Computation of Related Articles

      The neighbors of a document are those documents in the database that are the most similar to it. The similarity between documents is measured by the words they have in common with some adjustment for document lengths. In order to carry out such a program one must first define what a word is. For us a word is basically an unbroken string of letters and numerals with at least one letter of the alphabet in it. Words end at hyphens, spaces, newlines, and punctuation. A list of 310 common, but uninformative, words (also known as stop words) are eliminated from processing at this stage. Next a limited amount of stemming of words is done but no thesaurus is used in processing. Words from the abstract of a document are classified as text words. Words from titles are also classified as text words, but words from titles also appear a second time with a special added marker designating them as title words. MeSH terms are placed in a third category and a MeSH term with a subheading qualifier is entered twice, once without the qualifier and once with it. Likewise a MeSH term that is starred (indicating a major concept in a document) is entered once without the star and once with it. These three categories of words (or phrases in the case of MeSH) comprise the representation of a document. No other fields such as author or journal enter into the calculations.

      Having obtained the set of terms that represent each document, the next step is to recognize that not all words are of equal value. Each time a word is used it is assigned a numerical weight. This numerical weight is based on information that the computer can obtain by automatic processing. Automatic processing is important because the number of different terms that have to be assigned weights is close to two million for this system. The weight or value of a term is dependent on three types of information: 1) the number of different documents in the database that contain the term; 2) an estimate of the importance of the term in producing relationships in the database; 3) the number of times the term occurs in a particular document. The first two of these pieces of information are combined to produce a number called the global weight of the term. The global weight is used in weighting the term throughout the database. The third piece of information pertains only to a particular document and is used to produce a number called the local weight of the term in that specific document. When a word occurs in two documents its weight is computed as the product of the global weight times the local weight in each of the documents.

      The global weight of a term is greater for the less frequent terms. This is reasonable because the presence of a term that occurred in most of the documents would really tell one very little about a document. On the other hand a term that occurred in only one hundred documents out of one million would be very helpful in limiting the set of documents of interest. A word that occurred in only ten documents is likely to be even more informative and will receive an even higher weight. The second factor that enters into the computation of the global weight of a term is what we call the strength of the term. It is defined as the probability that a term that occurs in one document will also occur in any other document that is closely related to the first document. For a term of a given frequency the higher the strength the greater the global weight. For details of how the global weight is computed for a term we refer the interested reader to Wilbur and Yang where section 3 is of particular relevance. The local weight of a term within a document is greater the more frequent the term is in that document.

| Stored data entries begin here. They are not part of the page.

PR #2850, opened 2026-09-03
grpc/client/load_balancing: add endpoint filtering utils

arjan-bal:
Contributes to: #2761

This change add utilities to group endpoints using hierarchical paths stored in `Endpoint` `Attributes`. This will get used in the [upcoming priority balancer](https://github.com/grpc/grpc-rust/compare/master...arjan-bal:hierarchy?expand=1).

### DIFF
--- a/grpc/src/client/load_balancing/mod.rs
+++ b/grpc/src/client/load_balancing/mod.rs
@@ -40,6 +40,7 @@ use crate::core::Address;
 use crate::metadata::MetadataMap;
 use crate::rt::GrpcRuntime;
 
+pub(crate) mod hierarchy;
 pub(crate) mod subchannel_sharing;
 
 pub mod child_manager;
--- a/grpc/src/client/load_balancing/mod.rs
+++ b/grpc/src/client/load_balancing/mod.rs
@@ -43,8 +43,8 @@ use crate::rt::GrpcRuntime;
 pub(crate) mod subchannel_sharing;
 
 pub mod child_manager;
+pub mod endpoint_filtering;
 pub mod graceful_switch;
-pub mod hierarchy;
 pub mod lazy;
 pub mod pick_first;
 pub mod registry;
--- a/grpc/src/client/load_balancing/mod.rs
+++ b/grpc/src/client/load_balancing/mod.rs
@@ -40,11 +40,11 @@ use crate::core::Address;
 use crate::metadata::MetadataMap;
 use crate::rt::GrpcRuntime;
 
-pub(crate) mod hierarchy;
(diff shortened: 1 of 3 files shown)


grpc/src/client/load_balancing/mod.rs
```diff
@@ -40,6 +40,7 @@ use crate::core::Address;
 use crate::metadata::MetadataMap;
 use crate::rt::GrpcRuntime;
 
+pub(crate) mod hierarchy;
```
dfawley: This will need to be exposed via `__unstable`, will it not?  Or will we be moving it to the `grpc-xds` crate completely?

arjan-bal: I've made the module `pub` now. According to [gRFC A56](https://github.com/grpc/proposal/blob/master/A56-priority-lb-policy.md#proposal):

> Note that this policy is not xDS-specific. It does not interact with the XdsClient and contains no xDS-specific code. It is intended to be a generic policy that could be used in any non-xDS context.

Based on this, I'm planning to keep both the `priority` LB and the `hierarchy` utilities in the core `grpc` crate. For reference, Java and Go place the LB under their xDS packages/subdirectories, whereas C++ defines it outside xDS. Let me know if you'd prefer moving both modules into the `grpc-xds` crate instead.

grpc/src/client/load_balancing/mod.rs
```diff
@@ -44,6 +44,7 @@ pub(crate) mod subchannel_sharing;
 
 pub mod child_manager;
 pub mod graceful_switch;
+pub mod hierarchy;
```
dfawley: This name is probably too generic.  In C++ apparently it's in `address_filtering` and in Java it's `AddressFilter` -- but I think those were named that way before we did the happy eyeballs stuff that made everything deal in "endpoints" instead of "addresses".

https://github.com/grpc/grpc/blob/a65db1b513baec11e0d9a726cd4f482f780c88e9/src/core/load_balancing/address_filtering.h#L107

https://github.com/grpc/grpc-java/blob/4fe076d0fd887f6d2ac9aa66a5676222ae2461bb/xds/src/main/java/io/grpc/xds/AddressFilter.java#L65

So maybe `endpoint_filtering` to "match" (but we'd use the more precise/updated nomenclature) would be best.

arjan-bal: Renamed the module to `endpoint_filtering`.

dfawley (approved):
LGTM. Please update the PR title / commit message appropriately.

PR #2851, opened 2026-09-07
grpc/child_manager: use generic child builder

arjan-bal:
Contributes to: https://github.com/grpc/grpc-rust/issues/2761

Make `ChildManager` generic over the `LbPolicyBuilder` type it manages.

Previously, type checking for LB policies and their configuration types relied on runtime invariants enforced by `DynAdapter`. Parameterizing `ChildManager` provides compile-time guarantees for these types. 

As a result:
- `RoundRobin` now manages concrete, non-type-erased `PickFirst` children.
- [`Priority`](https://github.com/grpc/grpc-rust/compare/master...arjan-bal:hierarchy) will manage `GracefulSwitch` children.

### Additional Changes

- Updated `RoundRobin` tests to use the real `PickFirst` balancer rather than test stubs.

### DIFF
--- a/grpc/Cargo.toml
+++ b/grpc/Cargo.toml
@@ -51,6 +51,7 @@ __unstable = []
 gzip = ["dep:flate2"]
 
 [dependencies]
+auto_impl = { version = "1", default-features = false }
 base64 = "0.22"
 bytes = "1.10.1"
 flate2 = { version = "1.0", optional = true, default-features = false, features = [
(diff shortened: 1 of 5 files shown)


dfawley (commented):
After chatting with @LucioFranco, it's probably best to remove the `auto_impl` usage for now.  It seems like people take the proc macro costs pretty seriously, and we also might be able to tweak the way we use serde to avoid it, too...  But if we start adopting this crate, then we'll have more work to do if we do want to do that.

dfawley (approved):
Everything else LGTM, so approving for when that's removed.

PR #2854, opened 2026-09-09
grpc-google: fix cargo toml for publishing

arjan-bal:
This change also unexports the `TokenProvider` trait, which was only used to mock credential-fetching logic in tests.

### DIFF
--- a/grpc-google/Cargo.toml
+++ b/grpc-google/Cargo.toml
@@ -1,11 +1,10 @@
 [package]
 name = "grpc-google"
-version = "0.0.0-alpha"
+version = "0.10.0"
 edition = "2024"
 authors = ["gRPC authors"]
 license = "MIT"
 rust-version = { workspace = true }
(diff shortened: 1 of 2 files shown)


dfawley (approved):

ejona86:
We want to publish a `grpc-google` crate that is "Google Cloud Platform (GCP) Credentials implementation for gRPC"? That is not obvious by its name, and I expect there could be other things in the future that are grpc+google that would wouldn't want to be in this crate. Should we rename this before we publish it?

arjan-bal:
> We want to publish a `grpc-google` crate that is "Google Cloud Platform (GCP) Credentials implementation for gRPC"? That is not obvious by its name, and I expect there could be other things in the future that are grpc+google that would wouldn't want to be in this crate. Should we rename this before we publish it?

I'll bring this up in this weeks maintainers meeting.

PR #2860, opened 2026-09-10
grpc: unlink private symbol in public rustdoc

arjan-bal:
## Why
`RouterBuilder` is private, so it can't be linked in a public rustdoc.

https://github.com/grpc/grpc-rust/blob/900ff055dcc904468747d1ed2a22ffd41486221d/grpc/src/server/router.rs#L48-L49

### DIFF
--- a/grpc/src/server/interceptor.rs
+++ b/grpc/src/server/interceptor.rs
@@ -90,8 +90,8 @@ impl<T: Handle + Sized> HandleExt for T {}
 
 /// A no-op interceptor that simply delegates to the next handler.
 ///
-/// This is the default interceptor used by [`RouterBuilder`](crate::server::RouterBuilder)
-/// when no interceptor has been added.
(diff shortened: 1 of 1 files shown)


nathanielford (approved):
Looks good!

grpc/src/server/interceptor.rs
```diff
@@ -90,8 +90,8 @@ impl<T: Handle + Sized> HandleExt for T {}
 
 /// A no-op interceptor that simply delegates to the next handler.
 ///
-/// This is the default interceptor used by [`RouterBuilder`](crate::server::RouterBuilder)
-/// when no interceptor has been added.
+/// This is the default interceptor used by `RouterBuilder` when no interceptor
+/// has been added.
```
dfawley, line 94: I think this failed to address the concern; it just fixes the build.  Why are we mentioning an internal-only symbol in our public documentation?

Should this be `[ServerBuilder]`?  That's where we expose it externally.

PR #2861, opened 2026-09-10
fix(grpc): remove reference to private RouterBuilder in Identity doc

sauravzg:
Remove reference to private RouteBuilder altogether, there's no need to couple Identity interceptor with it's usage as a default generic in ServerBuilder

      The similarity between two documents is computed in two steps. The first step is to add up the weights (local wt1 * local wt2 *global wt) of all the terms the two documents have in common. This provides an indication of how related two documents are. However, this preliminary score suffers from the problem that when a document is scored against a long document and a short document the long document will usually win out just because of its length. To correct for this problem we divide this preliminary score by the product of the lengths of the two documents. The resultant score is an example of a vector cosine score. Cosine scoring was originated by Gerard Salton and has a long history in text retrieval. The interested reader is referred to Salton, Automatic Text Processing, Reading, MA: Addison-Wesley, 1989 for further information on this topic. Our approach differs from other approaches in the way we calculate the local and global weights for the individual terms.

      Once the similarity score of a document in relation to each of the other documents in the database has been computed, that document's neighbors are identified as the most similar (highest scoring) documents found. These closely related documents are precomputed for each document in MEDLINE so that when you push the button "See Related Articles" the system has only to retrieve this list. This enables a fast response time for such queries.